В горницу с наганами и винтовками на изготовку ворвались чекисты. Перед глазами командарма замелькал белый листок – ордер на арест... Миронова грубо затолкали в передний угол под божницу, наставили в упор винтовки с привинченными штыками и приказали не шевелиться...

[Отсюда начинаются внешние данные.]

PR #9159, opened 2020-10-06
CB-8209: Adding the Cloudbreak version to the environment API.

sxxgrc:
The main use case for this is to enable the describe-environment call in the CDP CLI to return the Cloudbreak version as well.
I want to specify that I am new to Cloudbreak development and am not very familiar with how to test this correctly to ensure it is set up correctly, nor am I familiar with how to update these API files on Thunderhead (I assume this is done automatically after a Cloudbreak release/promotion).

Any more information for this process would be very helpful and I am happy to answer any questions. Thanks!

### DIFF
--- a/environment-api/src/main/java/com/sequenceiq/environment/api/doc/environment/EnvironmentModelDescription.java
+++ b/environment-api/src/main/java/com/sequenceiq/environment/api/doc/environment/EnvironmentModelDescription.java
@@ -108,6 +108,8 @@ public class EnvironmentModelDescription {
     public static final String PROXYCONFIG_NAME = "Name of the proxyconfig of the environment.";
     public static final String PROXYCONFIG_RESPONSE = "ProxyConfig attached to the environment.";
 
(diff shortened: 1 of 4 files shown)


doktoric (changes requested):
Based on the ticket this information should be persisted into the db so every environment will contains which env service version provisioned it. I only see the API part of this story here.

topolyai5:
If you want the current CB version, you can get from here: https://cloudera.cdp.mow-int.cloudera.com/cb/info
If you want the version of CB when the env is created, you should fetch from the db

sxxgrc:
> Based on the ticket this information should be persisted into the db so every environment will contains which env service version provisioned it. I only see the API part of this story here.

Hmm, to be honest I'm not exactly sure how to do that. Where can I change the information stored in the database per environment? 
And with respect to the other comment, how can I communicate with the DB? 
Do you guys mean that I should be: grabbing the Cloudbreak version from the DB, and then storing it along with the other environment information?

sxxgrc:
Okay I understand how to do this now, you can ignore my previous question. I will make a new PR when I'm done.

Филипп Козьмич ошеломлен. Унижен. Раздавлен. Кто посмел с ним так поступить на родной сторонушке – он даже охрану не взял с собою... Кто‑то толкнул его, в этот миг обезумевшего, то ли нечаянно, то ли намеренно... Настоящего донского казака можно физически уничтожить, но он не даст себя оскорбить... Очнулся. Не открывая глаз, позвал жену и как можно спокойнее сказал: «Пожалуйста, горячего чаю. Все тело ноет, больно даже шевельнуться – наверное, в дороге простудился... Да и сон видел такой, что на душе мерзко...» Подождал. Ему никто не ответил. Вокруг тишина. Открыл глаза. Одиночный каменный мешок. Миска с похлебкой. Кусок хлеба... Рванулся встать, но со стоном повалился на голый топчан. Вспомнил... Значит, все правда?! Значит, кто‑то заранее готовил эту провокацию? Враги? Кто они? У Миронова, храброго, талантливого, да еще и правдолюбца, их было предостаточно. Это только трусам да глупцам спокойно живется... А жена... любимая, беспомощная, ждущая в счастливый час зачатого ребенка?.. Обостренная мысль искала выход: где, когда, в чем он совершил такое, за что положена такая жестокая, оскорбительная кара? Но толстые стены Бутырской тюрьмы молчали. Иногда этому сильному, отважному человеку казалось, что он сошел с ума и все это происходит не с ним и не на самом деле...

Ночь? День? Утро? Ничего не замечал и уж ничего не ждал от злой, немой силы, которая не посчиталась ни с чем, оскорбив и унизив его и как воина, и как гражданина, и как мужа молодой беременной жены... Мятущийся, он объявил смертельную голодовку. Мысль еще больше обострилась. Ему надо выбраться на волю, туда, где он принадлежит сам себе и больше никому. Невозможно? Это слово он не любил никогда. И он ушел из камеры, пропахшей неволей, он убежал на просторы жизни.